Il a ajouté: « Parce que notre étude est la première à faire état d’une relation entre l’ajout de sel aux aliments et la mortalité, d’autres études sont nécessaires pour valider les résultats avant de faire des recommandations. »
Dans un éditorial accompagnant l’article, la professeure Annika Rosengren, chercheuse principale et professeure de médecine à l’Académie Sahlgrenska de l’Université de Göteborg, en Suède, qui n’a pas participé à la recherche, écrit que l’effet net d’une réduction drastique de la consommation de sel pour les particuliers reste controversée.

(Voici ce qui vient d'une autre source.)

PR #1131, opened 2023-02-27
feat(create-atomic): adapt project to use ui:deploy instead of netlify

ThibodeauJF:
KIT-2269

## Proposed changes

The create atomic project:
- get rid of netlify & related things
- get rid of the lambda
- adds an esbuild bundle to package all of the custom code in 1 JS, 1 CSS & parse the html
- all of this to be able to leverage the new coveo ui:deploy command

Starting from the previous output, I made this PR in order to know what to change https://github.com/ThibodeauJF/atomic-deploy/pull/1

## Breaking changes

The output of the project will change, we could see it as a breaking change, or not.

## Testing

- [x] Unit Tests:

- [x] Functionnal Tests:

- [x] Manual Tests:


packages/ui/atomic/template/deploy.esbuild.mjs
```diff
@@ -0,0 +1,50 @@
+import {build} from 'esbuild';
+import {join} from 'path';
```
louis-bompart, line 2: Do prefer `node:` import
```suggestion
import {join} from 'node:path';
```

packages/ui/atomic/template/deploy.esbuild.mjs
```diff
@@ -0,0 +1,50 @@
...
+  const hostedPageContents =
+    /<atomic-hosted-page>((.|\n)*)<\/atomic-hosted-page>/gm
+      .exec(htmlContents)[1]
+      .trim();
+
+  writeFileSync(outputFile, hostedPageContents, 'utf-8');
+}
+
+async function main() {
+  ensureDirSync('dist/bundle');
```
louis-bompart, line 45: `mkdirSync` does not throw when the dir exists if `recursive:true`.
```suggestion
  mkdirSync('dist/bundle', {recursive:true});
```

packages/ui/atomic/template/package.json
```diff
@@ -10,13 +10,12 @@
...
-    "@coveo/search-token-lambda": "1.36.3",
-    "@stencil/core": "2.22.2"
+    "@stencil/core": "2.17.3"
   },
   "devDependencies": {
     "@rollup/plugin-replace": "5.0.2",
-    "fkill": "8.1.0",
-    "get-port": "6.1.2",
+    "esbuild": "0.17.10",
+    "fs-extra": "11.1.0",
```
louis-bompart, line 18: Note: you'll need to regen the lockfile tho.
```suggestion
```

louis-bompart (commented):
Remove fs-extra.

packages/ui/atomic/template/package.json
```diff
@@ -10,13 +10,12 @@
   "dependencies": {
     "@coveo/atomic": "2.19.4",
     "@coveo/headless": "2.8.3",
-    "@coveo/search-token-lambda": "1.36.3",
-    "@stencil/core": "2.22.2"
+    "@stencil/core": "2.17.3"
```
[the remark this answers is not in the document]
louis-bompart: Mh no: if the user uses the CLI through the binaries it would install twice, and the CLI ain't lightweight enough to be 'OK' about it.

Maybe isolating the `deploy` command into its own plugin would be OK to make it lightweight enough (and avoid a cyclic dependency), but I'm not sure.

packages/ui/atomic/template/deploy.esbuild.mjs
```diff
@@ -0,0 +1,49 @@
...
+}
+
+function html() {
+  const entry = join('src/pages/index.html');
+  const outputFile = join('dist/bundle/index.html');
+  const htmlContents = readFileSync(entry, 'utf-8');
+  const hostedPageContents =
+    /<atomic-hosted-page>((.|\n)*)<\/atomic-hosted-page>/gm
+      .exec(htmlContents)[1]
+      .trim();
```
btaillon, line 38: If we ever add props to `atomic-hosted-page`, this will need to be updated. I think we should either:
1. Change the regexp to support props (e.g., by replacing `<atomic-hosted-page>` with `<atomic-hosted-page(\s[^>]*)?>`), which is still flaky if we add a prop which can take a string that may contain `>`.
2. Add an HTML parser as a dev dependency.
  * I would prefer this.

Also, I think we should add some error handing in case a confused implementer removes `atomic-hosted-page` or has multiple.

packages/ui/atomic/create-atomic/scripts/packageTemplate.json
```diff
@@ -9,15 +9,11 @@
...
-    "start": "node start-netlify.mjs",
+    "start": "stencil build --dev --watch --serve",
     "build": "stencil build",
-    "dev:live": "npm run site:link && node start-netlify.mjs --live",
-    "site:variables": "netlify env:import .env",
-    "site:init": "netlify init && npm run site:variables",
-    "site:deploy": "npm run site:link && npm run build && npm run site:variables && netlify deploy --prod --open",
-    "postinstall": "npm run setup-cleanup && prettier --write . --loglevel warn",
-    "prepare": "npm run setup-lambda"
+    "build:deploy": "node deploy.esbuild.mjs",
```
btaillon, line 15: The name `deploy` (in both the `package.json` script name and the file name), intuitively, makes me think that this script may also deploy something online.

I think we could use something like "deployable" instead.

packages/ui/atomic/create-atomic/scripts/packageTemplate.json
```diff
@@ -9,15 +9,11 @@
...
+    "deploy": "npm run build && npm run build:deploy && coveo ui:deploy",
```
btaillon, line 16: `deploy.esbuild.mjs` should run fairly fast, I think we could include it in the `build` script.

packages/ui/atomic/template/deploy.esbuild.mjs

« Étant donné les diverses indications qu’un très faible apport en sodium peut ne pas être bénéfique, voire nocif, il est important de faire la distinction entre les recommandations sur une base individuelle et les actions au niveau de la population », écrit-elle.

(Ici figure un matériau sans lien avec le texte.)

PR #1135, opened 2023-03-03
fix(atomic): generate search/analytics API key instead of impersonate API key

ThibodeauJF:
https://coveord.atlassian.net/browse/KIT-2332

## Proposed changes
We don't need to generate an impersonate key anymore since the search token lambda is 💀. Just the straight search token will do.

## Testing

- [X] Functionnal Tests:


packages/cli/core/README.md
```diff
@@ -1067,6 +1067,36 @@ FLAGS
 
 DESCRIPTION
   Deploy your search application to the Coveo infrastructure.
+  The target `config` if present, must contain the following parameters:
```
ThibodeauJF, line 1070: Hope it doesn't delete it again https://github.com/coveo/cli/commit/65e57c953aca07c47ac36267752e363ca4661ada

louis-bompart: It will.
You need to use `summary` for the brief tldr of your command, and `description` for the lengthy doc
https://oclif.io/docs/commands

louis-bompart (changes requested):
should be done in the command's code.

packages/cli/core/README.md
ThibodeauJF: ahhh!

packages/cli/core/src/commands/ui/deploy.ts
```diff
@@ -107,6 +107,36 @@ export default class Deploy extends CLICommand {
...
+      {
+        "path": "The path to a bundled CSS file."
+      }
+    ],
+    "cssUrls": [
+      {
+        "path": "The URL of the CSS stylesheet."
+      }
+    ]
+  }`;
```
louis-bompart, line 139:
```ts
export class MyCommand extends Command {
  static summary = 'A brief overview of your command.'
  static description = `
An in-depth description of the command.
It can be multiline.
`
```
https://oclif.io/docs/commands

You will probably need both, and the long stuff should be in the `description`.
I reckon that `summary` will be used to describe the command when checking a topic etc and `description` for the more verbose stuff.

louis-bompart (changes requested):
Use description for long stuff, and summary for short stuff.

packages/cli/core/src/commands/ui/deploy.ts
ThibodeauJF: read too fast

Elle conclut : « L’épidémiologie classique soutient qu’un bénéfice net plus important est obtenu par l’approche à l’échelle de la population (obtenant un petit effet chez de nombreuses personnes) qu’en ciblant les individus à haut risque (un effet important mais seulement obtenu chez un petit nombre de personnes) La stratégie évidente et fondée sur des preuves en matière de prévention des maladies cardiovasculaires chez les individus est la détection et le traitement précoces de l’hypertension, y compris les modifications du mode de vie, tandis que les stratégies de réduction de la consommation de sel au niveau sociétal abaisseront les niveaux moyens de tension artérielle de la population, ce qui réduira le nombre de personnes développant l’hypertension, nécessitant un traitement et tomber malade. Ne pas ajouter de sel supplémentaire à la nourriture est peu susceptible d’être nocif et pourrait contribuer à des stratégies visant à abaisser les niveaux de pression artérielle de la population.
Une force de l’étude du professeur Qi est le grand nombre de personnes incluses. Il présente également certaines limites, notamment : la possibilité que l’ajout de sel aux aliments soit une indication d’un mode de vie malsain et d’un statut socio-économique inférieur, bien que les analyses aient tenté de s’adapter à cela ; il n’y avait aucune information sur la quantité de sel ajoutée; l’ajout de sel peut être lié à l’apport énergétique total et lié à l’apport d’autres aliments ; la participation à UK Biobank est volontaire et, par conséquent, les résultats ne sont pas représentatifs de la population générale. Des études supplémentaires sont donc nécessaires pour confirmer les résultats dans d’autres populations.
Le professeur Qi et ses collègues mèneront d’autres études sur la relation entre l’ajout de sel aux aliments et diverses maladies chroniques telles que les maladies cardiovasculaires et le diabète. Ils s’attendent également à ce que des essais cliniques potentiels testent les effets d’une réduction de l’ajout de sel sur les résultats pour la santé.